Plasminogen activator inhibitor type 1 gene polymorphisms and haplotypes are associated with plasma plasminogen activator inhibitor type 1 levels but not with myocardial infarction or stroke.

American heart journal (2006-12-13)
Jingzhong Ding, Barbara J Nicklas, Margaret D Fallin, Nathalie de Rekeneire, Stephen B Kritchevsky, Marco Pahor, Nicolas Rodondi, Rongling Li, Joseph M Zmuda, Tamara B Harris
ABSTRACT

The 4G allele in the promoter region of the plasminogen activator inhibitor type 1 (PAI-1) gene is associated with higher plasma PAI-1 levels and activity, but its association with cardiovascular diseases is unclear. We investigated the association of polymorphisms and common haplotypes of the PAI-1 gene with plasma PAI-1 levels, as well as the risk of myocardial infarction and stroke. This study is a prospective analysis of 2995 community-based participants (41% blacks and 51% women) aged 70 to 79 years old in the Health, Aging, and Body Composition Study. From 1997/1998 to 2001, 177 myocardial infarction events and 101 stroke events were identified.
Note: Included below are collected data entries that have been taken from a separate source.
PR #2050, opened 2026-09-03
feat(native-crash): replay stack snapshots

aranhave:
Builds on #2032 to attach validated native frames and build IDs to restart-time `app.crash` events.

A valid marker still replays without native frames when its snapshot is missing or invalid, and marker/snapshot files are cleaned up together. Durable delivery claims and bounded retries will follow in the next stacked PR. Native signal-handler capture remains separate.

Part of #1940.

Merge tier: Tier 3


instrumentation/native-crash/src/main/java/io/opentelemetry/android/instrumentation/nativecrash/NativeCrashInstrumentation.kt
```diff
@@ -190,32 +230,50 @@ internal class FileNativeCrashStore(
...
 
-    override fun deleteCrashRecord() {
-        runCatching {
-            if (crashRecordPath.isFile && !crashRecordPath.delete()) {
-                throw IOException("Failed to delete native crash marker")
+    override fun readCrashSnapshot(record: NativeCrashRecord): NativeCrashSnapshot? {
+        if (!crashSnapshotPath.isFile) return null
+        val snapshot =
+            try {
+                DataInputStream(FileInputStream(crashSnapshotPath)).use { input ->
```
fractalwrench, line 255: nit: should this validate that the size is the expected number of bytes, or is that done elsewhere?

aranhave: It’s checked just below this: `readFully()` rejects short files, and `input.read() == -1` checks there are no extra bytes. Either case returns null safely.

fractalwrench (approved):
LGTM

LikeTheSalad (approved):
Thank you!

aranhave:
@fractalwrench @LikeTheSalad thanks for reviewing! Could one of you help get this merged? 🙇

PR #2052, opened 2026-09-03
feat(native-crash): bound crash recovery

aranhave:
Stacked on #2051.

Adds a durable delivery claim and bounded retries for marker reads, snapshot reads, and cleanup. Recovery pauses signal-handler installation while work is pending, and a claimed crash is never emitted twice.

Remaining work is ordered and will follow separately:

1. Prepare immutable module metadata outside the signal handler.
2. Add async-signal-safe register and bounded-stack capture, then write the snapshot.
3. Run end-to-end device validation across the supported Android ABIs and malformed or partial data cases.

Each step builds on the previous one and this recovery stack.

Part of #1940.

Merge tier: Tier 3


aranhave:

In addition to the 4G/5G polymorphism, 2 potential functional variants and other 4 haplotype-tagging variants were genotyped. In general linear models, the 4G allele was associated with higher PAI-1 levels after adjusting for age, sex, race, and site (26, 29, and 32 ng/mL for 5G/5G, 4G/5G, and 4G/4G, respectively; P for trend < .0001), but none of the other 6 polymorphisms was associated with PAI-1 levels. Haplotype analysis produced similar results. However, in Cox proportional hazard models, neither the polymorphisms nor the common haplotypes of the PAI-1 gene was associated with the risk of either myocardial infarction or stroke. The 4G allele is associated with higher PAI-1 levels, but this study does not support an association of the PAI gene polymorphisms with the risk of either myocardial infarction or stroke.